T. Jain1, S. Iyer1, P. Sahay1, V. Dudeja1 1University Of Alabama at Birmingham, General Surgery, Birmingham, Alabama, USA
Introduction: Chronic pancreatitis (CP) is a fibro-inflammatory disease of the pancreas which leads to significant morbidity in the form of chronic pain and endocrine and exocrine deficiency. The underlying pathophysiology of CP is an area of active investigation. The Hedgehog (Hh) pathway is a developmental signaling pathway that has been implicated in several fibrotic diseases. Here, we evaluate the effects of targeting Hh signaling in CP.

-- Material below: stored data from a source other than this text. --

PR #4900, opened 2025-10-09
feat(ethexe): Validator-only gossipsub topic

ark0f:


ethexe/common/src/crypto/signature.rs
```diff
@@ -174,6 +177,22 @@ impl<T: Sized> SignedData<T> {
     pub fn address(&self) -> Address {
         self.public_key.to_address()
     }
+
+    /// Verifies the data itself using provided public key and signature.
+    pub fn verify(&self) -> SignResult<()>
```
grishasobol: useless, cause signeddata always verified

ethexe/common/src/consensus.rs
```diff
@@ -18,16 +18,18 @@
...
 use gprimitives::CodeId;
 use k256::sha2::Digest as _;
 use parity_scale_codec::{Decode, Encode};
+use sha3::Keccak256;
 
-pub type SignedAnnounce = SignedData<Announce>;
-pub type SignedValidationRequest = SignedData<BatchCommitmentValidationRequest>;
+pub type VerifiedAnnounce = VerifiedData<Announce>;
+pub type VerifiedValidationRequest = VerifiedData<BatchCommitmentValidationRequest>;
+pub type VerifiedValidationReply = VerifiedData<BatchCommitmentValidationReply>;
```
grishasobol, line 32: NOTE:  BatchCommitmentValidationReply already contains signature inside, but this signature is a little bit different so does not suitable for signed data. BatchCommitmentValidationReply itself is suitable as any encodable data

ethexe/consensus/src/lib.rs
```diff
@@ -69,29 +70,26 @@ pub trait ConsensusService:
...
-    /// Outer service have to publish signed announce
-    PublishAnnounce(SignedAnnounce),
-    /// Outer service have to publish signed validation request
-    PublishValidationRequest(SignedValidationRequest),
-    /// Outer service have to publish signed validation reply
-    PublishValidationReply(BatchCommitmentValidationReply),
+    /// Outer service have to publish signed message
+    PublishMessage(SignedValidatorMessage),
     /// Informational event: commitment was successfully submitted, tx hash is provided
-    #[from(skip)]
```
grishasobol, line 92: from(skip) is for code readability - because it's completely unobviously that H256 means CommitmentSubmitted and any String is warning. For readability much better to show in code directly

ethexe/consensus/src/lib.rs
```diff
@@ -69,29 +70,26 @@ pub trait ConsensusService:
...
     fn receive_validation_reply(&mut self, reply: BatchCommitmentValidationReply) -> Result<()>;
 }
 
-#[derive(Debug, Clone, PartialEq, Eq, derive_more::From, derive_more::IsVariant)]
+#[derive(
+    Debug, Clone, PartialEq, Eq, derive_more::From, derive_more::IsVariant, derive_more::Unwrap,
+)]
 pub enum ConsensusEvent {
     /// Outer service have to compute announce
+    #[from]
```
grishasobol, line 87: Why do we need this from?

ark0f: To not use too automatic `#[from(skip)]`

grishasobol: Cannot understand, what do you mean too automatic?

breathx: otherwise macro will provide From(h256) and From(string) which is a little misleading

PR #4906, opened 2025-10-14
refactor(ethexe): move announces chain propagation to consensus

grishasobol:
additionally:
split compute service to subservices

### DIFF
--- a/ethexe/consensus/src/validator/core.rs
+++ b/ethexe/consensus/src/validator/core.rs
@@ -22,14 +22,13 @@ use crate::utils::{self, MultisignedBatchCommitment};
 use anyhow::{Result, anyhow, ensure};
 use async_trait::async_trait;
 use ethexe_common::{
-    Address, Announce, Digest, HashOf, SimpleBlockData, ToDigest, ValidatorsVec,
+    Address, Announce, Digest, HashOf, ProtocolTimelines, SimpleBlockData, ToDigest, ValidatorsVec,
     consensus::BatchCommitmentValidationRequest,
     db::BlockMetaStorageRO,
     ecdsa::PublicKey,
     gear::{
         BatchCommitment, ChainCommitment, CodeCommitment, RewardsCommitment, ValidatorsCommitment,
     },
-    ProtocolTimelines,
 };
 use ethexe_db::Database;
 use ethexe_ethereum::middleware::ElectionProvider;


ukint-vs:
@codex review

ethexe/common/src/mock.rs
```diff
@@ -167,13 +167,13 @@ pub struct PreparedBlockData {
 }
 
 #[derive(Debug, Clone, PartialEq, Eq)]
-pub struct BlockData {
+pub struct BlockFullData {
```
ark0f:
```suggestion
pub struct FullBlockData {
```
To be consistent with `SmallBlockData`

ethexe/compute/src/prepare.rs
```diff
@@ -16,53 +16,193 @@
...
+        if let State::WaitingForBlock = &self.state {
+            let Some(mut block_hash) = self.input.pop_back() else {
+                return Poll::Pending;
+            };
+
+            if !self.db.block_synced(block_hash) {
+                return Poll::Ready(Some(Err(ComputeError::BlockNotSynced(block_hash))));
+            }
+
+            let mut not_processed_blocks_chain = VecDeque::new();
```
kuzminxyz: I think it would be better to move this loop into another function to remove the complexity of `poll_next` implementation.

ethexe/compute/src/codes.rs
ecol-master: in my view of the compute service architecture - `codes` and `prepare` subservices should be one single service, because of prepare service in state of `WaitingForCodes` will do nothing. I think it reduce the complexity of code (for example `enum Event` in `prepare.rs`). 

And i think is great solution to split `compute` and `prepare` because of they able to do things in parallel and by design should be separated.

ethexe/consensus/src/validator/producer.rs
```diff
@@ -93,41 +98,40 @@ impl StateHandler for Producer {
...
-            future: self
-                .ctx
-                .core
-                .clone()
-                .aggregate_batch_commitment(self.block.clone())
-                .boxed(),
-        };
+                Ok(self.into())
+            }
+            State::WaitingAnnounceComputed(expected) => {
```
kuzminxyz, line 129: Please, remove second matching 🥲 to simple if else, much readable for me:

```rust
if *expected == announce_hash {
    self.state = State::AggregateBatchCommitment {
        future: self
            .ctx
            .core
            .clone()
            .aggregate_batch_commitment(self.block.clone(), announce_hash)
            .boxed(),
    };
} else {
    self.warning(format!(
        "Computed announce {announce_hash} is not expected, expected {expected}"
    ));
}
```

ethexe/compute/src/lib.rs
```diff
@@ -25,7 +25,8 @@ use std::collections::HashSet;
 mod compute;
 mod prepare;
 mod service;
-mod utils;
+// mod utils;
```
kuzminxyz: remove commented line

ethexe/compute/src/service.rs
```diff
@@ -239,55 +110,49 @@ impl<P: ProcessorExt> FusedStream for ComputeService<P> {
     }
 }
 
+trait SubService<Output>: Stream<Item = Result<Output>> + Unpin + Send + 'static {
```
kuzminxyz: Maybe should implement the `SubService` trait for subservices? it will help us to remove `SubServiceClosed` error which will never appear, but add unnecessary difficulties.

Just like this:

```rust
pub(crate) trait SubService {
    type Output;
    // in code
    // type Output = Result<AnnounceHash>;
    fn poll_next_some(&mut self, cx: &mut Context<'_>) -> Poll<Self::Output>;
}
```

All implementations will be the same, just only replace `impl Stream` on `impl SubService`.

ecol-master (changes requested):

ethexe/consensus/src/validator/producer.rs
grishasobol: It's impossible like you want 
1) `expected` is not defined
2) there is 3 cases - match is better for that

also match is more powerful code structure, and that could be useful  for future code changes

ethexe/compute/src/service.rs
grishasobol: Make sence

grishasobol: done [remove Stream impl for sub service; use trait SubService only](https://github.com/gear-tech/gear/pull/4906/commits/c406a925d27842bae072f7292bcbdc528749e381)

ethexe/compute/src/lib.rs
grishasobol: done [collect_not_prepared_blocks_chain()](https://github.com/gear-tech/gear/pull/4906/commits/ce680ec52beb6b1227554e404dd77655236e717d)

ethexe/compute/src/prepare.rs
grishasobol: done [collect_not_prepared_blocks_chain()](https://github.com/gear-tech/gear/pull/4906/commits/ce680ec52beb6b1227554e404dd77655236e717d)

ethexe/consensus/src/validator/subordinate.rs
```diff
@@ -207,6 +212,32 @@ impl Subordinate {
...
+            utils::parent_main_line_announce(&self.ctx.core.db, self.block.header.parent_hash)?;
+
+        if parent != announce.parent {
+            self.warning(format!(
+                "Received announce {announce:?} is from invalid branch, expected parent is {parent}",
+            ));
+            return Initial::create(self.ctx);
+        }
+
+        let announce_hash = self.ctx.core.db.set_announce(announce.clone());
```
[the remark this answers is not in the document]
grishasobol: done [remove to_hash() from subordinate](https://github.com/gear-tech/gear/pull/4906/commits/e2902eb622e927b1429310d153fbf7baa17df2c7)

ethexe/compute/src/prepare.rs
```diff
@@ -16,53 +16,204 @@
...
+            // this is the most efficient way of preparing blocks in case of multiple pending blocks.
+            let Some(block_hash) = self.input.pop_back() else {
+                return Poll::Pending;
+            };
+
+            if !self.db.block_synced(block_hash) {
+                return Poll::Ready(Err(ComputeError::BlockNotSynced(block_hash)));
+            }
+
+            let not_prepared_blocks_chain =
```
kuzminxyz, line 111: Maybe also should remove these blocks from `self.input`?

grishasobol: Better to keep guarantees that if block was sent to preparation then event BlockPrepared would be returned (or Error)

Methods: CP was induced in C57BL/6J male mice by intraperitoneal (IP) injections of L-Arginine (2 doses 1hr apart weekly for 4 weeks). After induction of CP, daily IP injections of Vismodegib, an FDA approved inhibitor of Smoothened, were used for inhibiting Hh pathway. DMSO was used as vehicle control. Some mice were sacrificed after conclusion of L-arginine injections (pre-treatment group) while the rest were sacrificed after 4 weeks of Vismodegib or Vehicle control treatment. Pancreata were examined by IHC, flow cytometry and qPCR. To determine early changes induced by Hh signaling inhibition, CP was induced as described above, and mice were sacrificed after 3 days of Vismodegib treatment. RNA sequencing was conducted on Day 3 pancreas to evaluate transcriptional changes induced by Hh signaling inhibition.
Results: IHC and qPCR confirmed upregulation of Hh signaling with L-arginine induced CP in the pre-treatment group. Flow cytometry revealed increased M2 macrophage (CD45+F4/80+CD206+) infiltration while PCR demonstrated increased expression of fibrotic markers including Col1A2 and TGFβ as compared to uninjured pancreas. After 4 weeks of treatment, Vismodegib group demonstrated significant decrease in M2 macrophage infiltration on flow cytometry and fibrotic marker expression on qPCR, when compared to vehicle control. Histological analysis revealed improved pancreatic atrophy upon Vismodegib treatment. Early sacrifice study (Day 3) revealed no differences in pancreatic atrophy or macrophage infiltration, however, global transcriptional changes were seen on RNA sequencing analysis with downregulation of ER stress pathway genes as well as metabolic reprogramming with decreased adipogenesis and oxidative phosphorylation related gene expression.
Conclusion: Hedgehog pathway is activated in CP and its inhibition can abrogate fibroinflammatory transformation of the pancreas with improvement in pancreatic atrophy. Transcriptional changes in metabolic signaling and ER stress pathways precede morphological changes upon Hh inhibition. Further studies are required to elucidate the mechanism underlying improvement in CP upon Hh inhibition. Hh inhibition can emerge as a novel therapeutic strategy against CP.